All available data sources that have been identified should be assessed to determine how they can be used. This type of analysis frequently leads to new business questions that the data can answer. It is also a good measure of a company's culture for data-driven decision making.

If we consider the data mentioned above, it can be classified as the known knowns. In many cases there are unknown unknowns:

  • transient usage - data sources used once and then discarded because it is thought to have reached its end of usefulness
  • data leakage - data immediately discarded such as automatically truncated logs
  • new data sources - possible sources of data that are not even ingested or stored


As briefly mentioned above, assessments provide structure and process to the data discovery process. These assessments have to be repeatable and repeated often because environments remain in constant change. In most cases starting with an external party helps because the initial approach cannot be based on internal bias. By asking some 'obvious' questions during an assessment, often the not-so-obvious is discovered.

Data Leakage

The most important data sources to identify are those with useful data, that are not currently captured and stored indefinitely. Even those captured and stored for a while need to be locked down. Discarding any data as unfit for use, has to be a very specific and analytical process.

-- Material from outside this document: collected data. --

Issue #252, opened 2020-12-08
As a moderator, I want existing events migrated to wagtail so that I can manage them in the new system.


thatbudakguy:
# testing notes
companion to #182; you may want to do that first to get a sense of how events look in the new system.
## as a user
- visit some event pages on the new site. does everything look similar to the corresponding project pages on the old site? try different kinds of events, like lectures, workshops, etc.
- remember that the test site will often be out-of-date with production, so any changes made in the last few weeks may not show in test. that's OK; you're looking for things that seem _wrong_ not things that are missing.
- note anything that looks off and leave a comment below.
# dev notes
depends on #184

thatbudakguy:
reducing to a 1 since exodus could be adapted directly from projects, with some simplifications

manawinters:
- The dropdown option does not work in the test site
- Names contain middle initials in the production, but not test site (eg. [Grant R. Wythoff](https://cdh.princeton.edu/events/2021/01/humanities-data-teaching-fellows-information-session/) in the Humanities Data Teaching Fellows Info Session)
- Otherwise events look the same on production and test sites

thatbudakguy:
@manawinters i think the dropdown not working is actually because the "this is a test site" banner is in the way! can you try clicking OK on the banner and seeing if the dropdown works after that? it worked for me.

the name discrepancy is OK; I think we only want to use the profile title (the one with the middle initial) on the profile going forward. please close this if you are able to operate the dropdown after clicking OK on the test banner.

Issue #184, opened 2019-12-20
As a moderator, I want to create and edit events in wagtail so that I can manage them just like other pages.


thatbudakguy:
# testing notes
## as a moderator
to test this, log into the new admin site (`/cms`) and check to see if you have a menu on the left side called "Events".

1. Make a new event by going to the "Events" menu, choosing "Event", and clicking "new event" at the top right. Feel free to also give the event an image/thumbnail and add other details, including speakers if you want.
2. Visit the event's page by clicking "preview" at the bottom. Check that the event page is visually similar to current CDH event pages. The picture displayed should be the main image you uploaded to the project (not the thumbnail). The page should display the detail you added to the event, including speakers and other data.
3. Try clicking the "export to iCal" button on the left and see if your browser downloads a file (it may offer to open it with your calendar app). this should work the same way as in production. if you download the event, check that the event details on your calendar match the ones on the test site.

moderators can also manage the list of locations and available event types.

1. Create a new event type from the "Events" menu on the left.
2. Give the project that you created above this new event type.
3. Check the project page you created above and see if the event type has been updated.
4. Create a new location from the "Events" menu on the left.
5. Add the location to the event you created above like you did in step 2.
6. Check the project page again and see if your location is listed.
# dev notes
`EventIndexPage` is notable because it uses by-semester view filtering logic, which we haven't done on the wagtail side before. we can try using wagtail's `RoutablePageMixin` and if that fails fall back to the s&co implementation.
## models
- [x] `Event` (convert to Wagtail page model, change image fields, add tags).
- [x] `EventTypeManager` (minimal changes)
- [x] `EventType` (minimal changes)
- [x] `EventQuerySet` (extends `PageQuerySet`)
## admin
- [x] `EventType`, uses modeladmin, editable by Moderator only
- [x] `Event`, uses modeladmin, remove from page tree, editable by all users
- [x] `Location`, uses modeladmin, editable by all users?

thatbudakguy:
bumping to 3 to account for new tests and possibly views

thatbudakguy:
bumping to 5 to account for testing (by proxy) `LastModifiedMixin`

thatbudakguy:
moved back to a 3; split off views to #286

manawinters:
@thatbudakguy , I tried to create a new event (step 1), and got the 500/chicken error message.

thatbudakguy:
[...]

PR #284, opened 2021-02-23
Events exodus

thatbudakguy:
- Create new Event and associated models (#184)
- Fallback strategy for importing large fixtures
- Fix homepage tests for project and event cards
- Better context object naming for some Page models
- Events exodus (#252)
- Set up permissions for EventType and Location
- Fix project timestamp field in export
- Admin config for Events models (#184)
- Use DetailView to route Event pages


cdhweb/events/models.py
```diff
@@ -215,3 +231,177 @@ def ical_event(self):
...
+class Event(Page, ClusterableModel):
+    """Page type for an event, such as a workshop, lecture, or conference."""
+
+    content = StreamField(BodyContentBlock, blank=True)
+    sponsor = models.CharField(max_length=80, null=True, blank=True)
+    start_time = models.DateTimeField()
+    end_time = models.DateTimeField()
+    location = models.ForeignKey(Location, null=True, blank=True,
+                                 on_delete=models.SET_NULL)
+    type = models.ForeignKey(EventType, null=True, on_delete=models.SET_NULL)
```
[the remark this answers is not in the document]
rlskoeser: oh, nm, I see the wagtail validation commments

cdhweb/events/templates/events/snippets/event_card.html
```diff
@@ -1,9 +1,10 @@
+{% load wagtailcore_tags wagtailimages_tags %}
 {# display a single event in card format #}
 {# FIXME: significant overlap with event_detail, esp. for schema properties #}
 <div class="card event" typeof="schema:Event">
-    <a property="schema:url" href="{{ event.get_absolute_url }}">
-        <div class="event-type">{{ event.event_type }}</div>
-        <div class="image" {% if event.thumb %}style="background-image:url('{{ MEDIA_URL }}{{ event.thumb }}')"{% endif %}></div>
+    <a property="schema:url" href="{{ event.get_url }}">
+        <div class="event-type">{{ event.type }}</div>
+        <div class="image" {% if event.thumbnail %}style="background-image:url('{{ MEDIA_URL }}{{ event.thumb }}')"{% endif %}></div>
```
rlskoeser, line 7: You're using `thumbnail` in the test but outputting `thumb`; maybe this is why images aren't showing up?

cdhweb/events/models.py
```diff
@@ -215,3 +231,177 @@ def ical_event(self):
...
+        FieldPanel("tags")
+    ]
+
+    # custom manager/queryset logic
+    objects = EventManager()
+
+    context_object_name = "event"
+
+    class Meta:
+        ordering = ("-start_time",)
```
rlskoeser, line 304: would it make sense to add a unique constraint here with a condition so it only applies to events with same month/year? Maybe it should be out of scope, but I think I remember you mentioning this was a bug and I think it might not be that hard see https://docs.djangoproject.com/en/3.1/ref/models/constraints/#uniqueconstraint

cdhweb/projects/models.py
```diff
@@ -235,6 +236,8 @@ class Project(Page, ClusterableModel):
     # custom manager/queryset logic
     objects = ProjectManager()
 
+    context_object_name = "project"
```
rlskoeser, line 239: 👍

cdhweb/events/models.py
rlskoeser: found a better option, what about using `unique_for_month` and `unique_for_year` on the slug field? 
https://docs.djangoproject.com/en/2.2/ref/models/fields/#unique-for-month

(do we inherit slug from `Page`? wonder if we can re-declare & override it.)

cdhweb/conftest.py
```diff
@@ -1,3 +1,8 @@
 """Fixtures/utilities that should be globally available for testing."""
 from cdhweb.pages.tests.conftest import site, homepage
-from cdhweb.projects.tests.conftest import projects_link_page
+# FIXME not sure how else to share fixtures that depend on other fixtures
+# between modules - if you import just the top-level fixture (e.g. "events"),
+# it fails to find the fixture dependencies, and so on all the way down. For
+# now this does what we want, although it pollutes the namespace somewhat
```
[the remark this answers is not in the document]
thatbudakguy: I couldn't find anything in the docs describing a situation where a fixture is shared across modules, rather than just across multiple test files in a module. The closest thing seems to be changing fixture scope, but I still want these to be created on every function call rather than shared :/

cdhweb/events/templates/events/snippets/event_card.html
thatbudakguy: 🤦🏻 good catch, thanks!

cdhweb/events/models.py
thatbudakguy: oooh, that's really nice. do we need both? i can try redeclaring slug and see what happens; we do inherit it from `Page`

thatbudakguy: nvm I guess we [can't do that](https://docs.djangoproject.com/en/3.1/topics/db/models/#field-name-hiding-is-not-permitted). we could try modifying _attributes_ of the field, although idk what would happen.

thatbudakguy: actually, we might not need to do anything at all - I think wagtail already validates uniquness for slugs at a particular location, and we're forcing all events to exist at the same point in the page tree, so creating a duplicate slug should be impossible

thatbudakguy: confirmed this is the case; wagtail won't let you save it with a duplicate slug even if the dates are different.

rlskoeser: ok — that seems like it's actually more uniqueness than we actually need (and I wonder if it might lead to weird slugs eventually), but better than allowing url collisions

thatbudakguy:
ok, here's the status of the tests.
- `TestUpcomingEventsView.test_last_modified`: usually passes, but occasionally fails because the timestamp is off somehow.
- `TestUpcomingEventsView.test_not_modified`: usually passes, but occasionally fails because it does not return a 304 Not Modified (perhaps same problem as `test_last_modified`).
- `TestUpcomingEventsView.test_head`: identical to `test_not_modified` but it's a HEAD request; presumably fails for the same reason (but at different times!)
- `TestEventRedirectView.test_event_redirect_by_id`: fails for unknown reasons when looking up the PK of the event; can't `reverse()` its URL.

I can't get any of these tests to reliably fail when run individually. Some (but not all) of them will fail each time _all_ tests are run, but I can't find a pattern of which will fail.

The transient use of data is a typical example of internal company bias as the only reason for labelling the data as useless. Data is often discarded after use, because it has always been done this way because it is thought to have no further value.

Identifying the data leakage (by accident or on purpose) and starting to store it as soon possible will start to build history as early as possible. It will still take some time before enough data is captured to see longer term trends, but the sooner the better.

New Sources

Any undiscovered new sources of data could hold the most value. In the new world of IoT there are so many potential sources of new data that special consideration has to be given to what value it may hold.

If you consider electronic messages as virtual IoT devices, then a new way to analyse communication is exposed, for example. Examples like this exist where it is not traditionally identified as IoT but the same principles apply.

It should be considered as given in larger organisations, that data exists in silos. Information used by one department could very well be useful to another, without their knowledge.